**Aim of the task**
The data below calls for an exact copy.

(Beginning of Information)

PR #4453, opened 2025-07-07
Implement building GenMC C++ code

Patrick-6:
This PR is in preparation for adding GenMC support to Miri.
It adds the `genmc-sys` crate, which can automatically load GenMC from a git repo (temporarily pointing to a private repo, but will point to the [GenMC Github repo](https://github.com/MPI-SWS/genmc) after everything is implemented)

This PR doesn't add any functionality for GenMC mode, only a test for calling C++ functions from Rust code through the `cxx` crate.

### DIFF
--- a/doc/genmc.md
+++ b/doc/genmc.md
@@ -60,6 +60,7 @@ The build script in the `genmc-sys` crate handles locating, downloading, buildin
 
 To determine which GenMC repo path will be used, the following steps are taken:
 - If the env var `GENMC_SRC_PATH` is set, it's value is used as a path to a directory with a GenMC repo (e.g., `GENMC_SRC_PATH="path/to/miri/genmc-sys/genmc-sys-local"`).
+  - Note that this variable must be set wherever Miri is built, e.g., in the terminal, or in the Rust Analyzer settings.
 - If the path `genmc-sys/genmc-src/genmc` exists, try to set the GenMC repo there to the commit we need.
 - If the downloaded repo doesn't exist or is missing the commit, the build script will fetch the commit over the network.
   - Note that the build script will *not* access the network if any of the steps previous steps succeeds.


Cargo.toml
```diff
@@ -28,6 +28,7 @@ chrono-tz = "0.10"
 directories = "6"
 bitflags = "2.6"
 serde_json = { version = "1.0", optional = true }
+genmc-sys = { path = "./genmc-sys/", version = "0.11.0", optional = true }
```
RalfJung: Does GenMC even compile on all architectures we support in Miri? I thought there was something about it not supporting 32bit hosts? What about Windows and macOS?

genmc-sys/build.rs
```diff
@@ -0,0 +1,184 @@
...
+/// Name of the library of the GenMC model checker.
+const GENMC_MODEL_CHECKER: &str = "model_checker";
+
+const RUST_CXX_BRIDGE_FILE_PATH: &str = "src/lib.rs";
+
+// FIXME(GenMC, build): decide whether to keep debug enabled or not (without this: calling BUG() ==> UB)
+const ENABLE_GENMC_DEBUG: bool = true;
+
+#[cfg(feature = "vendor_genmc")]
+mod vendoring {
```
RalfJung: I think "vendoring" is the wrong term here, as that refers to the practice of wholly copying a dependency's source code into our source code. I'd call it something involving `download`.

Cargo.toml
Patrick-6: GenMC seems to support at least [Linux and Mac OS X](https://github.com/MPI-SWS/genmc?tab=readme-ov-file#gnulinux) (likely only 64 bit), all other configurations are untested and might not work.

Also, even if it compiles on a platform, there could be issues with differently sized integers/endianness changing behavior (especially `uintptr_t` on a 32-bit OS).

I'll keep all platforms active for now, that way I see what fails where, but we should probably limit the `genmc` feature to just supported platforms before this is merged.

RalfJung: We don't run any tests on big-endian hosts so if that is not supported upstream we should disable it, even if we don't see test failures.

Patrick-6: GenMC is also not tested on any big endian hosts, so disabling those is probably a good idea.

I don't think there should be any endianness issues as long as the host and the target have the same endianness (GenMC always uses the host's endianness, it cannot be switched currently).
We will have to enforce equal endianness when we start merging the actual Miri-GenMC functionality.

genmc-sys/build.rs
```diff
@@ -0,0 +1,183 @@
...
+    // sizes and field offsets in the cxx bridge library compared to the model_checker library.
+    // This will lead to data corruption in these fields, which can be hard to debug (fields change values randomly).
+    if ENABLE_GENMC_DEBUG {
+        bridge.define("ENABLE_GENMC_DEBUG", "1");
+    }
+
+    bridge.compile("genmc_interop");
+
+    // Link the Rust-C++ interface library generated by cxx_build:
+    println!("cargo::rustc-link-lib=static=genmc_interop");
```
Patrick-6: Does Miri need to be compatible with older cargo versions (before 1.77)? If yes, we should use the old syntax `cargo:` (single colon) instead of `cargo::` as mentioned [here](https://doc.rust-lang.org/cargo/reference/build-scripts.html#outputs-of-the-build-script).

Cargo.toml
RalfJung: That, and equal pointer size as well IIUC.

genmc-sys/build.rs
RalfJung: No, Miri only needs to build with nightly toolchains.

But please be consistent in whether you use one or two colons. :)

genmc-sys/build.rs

(End of Information)

**Written reply**
PR #4453, opened 2025-07-07
Implement building GenMC C++ code

Patrick-6:
This PR is in preparation for adding GenMC support to Miri.
It adds the `genmc-sys` crate, which can automatically load GenMC from a git repo (temporarily pointing to a private repo, but will point to the [GenMC Github repo](https://github.com/MPI-SWS/genmc) after everything is implemented)

This PR doesn't add any functionality for GenMC mode, only a test for calling C++ functions from Rust code through the `cxx` crate.

### DIFF
--- a/doc/genmc.md
+++ b/doc/genmc.md
@@ -60,6 +60,7 @@ The build script in the `genmc-sys` crate handles locating, downloading, buildin
 
 To determine which GenMC repo path will be used, the following steps are taken:
 - If the env var `GENMC_SRC_PATH` is set, it's value is used as a path to a directory with a GenMC repo (e.g., `GENMC_SRC_PATH="path/to/miri/genmc-sys/genmc-sys-local"`).
+  - Note that this variable must be set wherever Miri is built, e.g., in the terminal, or in the Rust Analyzer settings.
 - If the path `genmc-sys/genmc-src/genmc` exists, try to set the GenMC repo there to the commit we need.
 - If the downloaded repo doesn't exist or is missing the commit, the build script will fetch the commit over the network.
   - Note that the build script will *not* access the network if any of the steps previous steps succeeds.


Cargo.toml
```diff
@@ -28,6 +28,7 @@ chrono-tz = "0.10"
 directories = "6"
 bitflags = "2.6"
 serde_json = { version = "1.0", optional = true }
+genmc-sys = { path = "./genmc-sys/", version = "0.11.0", optional = true }
```
RalfJung: Does GenMC even compile on all architectures we support in Miri? I thought there was something about it not supporting 32bit hosts? What about Windows and macOS?

genmc-sys/build.rs
```diff
@@ -0,0 +1,184 @@
...
+/// Name of the library of the GenMC model checker.
+const GENMC_MODEL_CHECKER: &str = "model_checker";
+
+const RUST_CXX_BRIDGE_FILE_PATH: &str = "src/lib.rs";
+
+// FIXME(GenMC, build): decide whether to keep debug enabled or not (without this: calling BUG() ==> UB)
+const ENABLE_GENMC_DEBUG: bool = true;
+
+#[cfg(feature = "vendor_genmc")]
+mod vendoring {
```
RalfJung: I think "vendoring" is the wrong term here, as that refers to the practice of wholly copying a dependency's source code into our source code. I'd call it something involving `download`.

Cargo.toml
Patrick-6: GenMC seems to support at least [Linux and Mac OS X](https://github.com/MPI-SWS/genmc?tab=readme-ov-file#gnulinux) (likely only 64 bit), all other configurations are untested and might not work.

Also, even if it compiles on a platform, there could be issues with differently sized integers/endianness changing behavior (especially `uintptr_t` on a 32-bit OS).

I'll keep all platforms active for now, that way I see what fails where, but we should probably limit the `genmc` feature to just supported platforms before this is merged.

RalfJung: We don't run any tests on big-endian hosts so if that is not supported upstream we should disable it, even if we don't see test failures.

Patrick-6: GenMC is also not tested on any big endian hosts, so disabling those is probably a good idea.

I don't think there should be any endianness issues as long as the host and the target have the same endianness (GenMC always uses the host's endianness, it cannot be switched currently).
We will have to enforce equal endianness when we start merging the actual Miri-GenMC functionality.

genmc-sys/build.rs
```diff
@@ -0,0 +1,183 @@
...
+    // sizes and field offsets in the cxx bridge library compared to the model_checker library.
+    // This will lead to data corruption in these fields, which can be hard to debug (fields change values randomly).
+    if ENABLE_GENMC_DEBUG {
+        bridge.define("ENABLE_GENMC_DEBUG", "1");
+    }
+
+    bridge.compile("genmc_interop");
+
+    // Link the Rust-C++ interface library generated by cxx_build:
+    println!("cargo::rustc-link-lib=static=genmc_interop");
```
Patrick-6: Does Miri need to be compatible with older cargo versions (before 1.77)? If yes, we should use the old syntax `cargo:` (single colon) instead of `cargo::` as mentioned [here](https://doc.rust-lang.org/cargo/reference/build-scripts.html#outputs-of-the-build-script).

Cargo.toml
RalfJung: That, and equal pointer size as well IIUC.

genmc-sys/build.rs
RalfJung: No, Miri only needs to build with nightly toolchains.

But please be consistent in whether you use one or two colons. :)

genmc-sys/build.rs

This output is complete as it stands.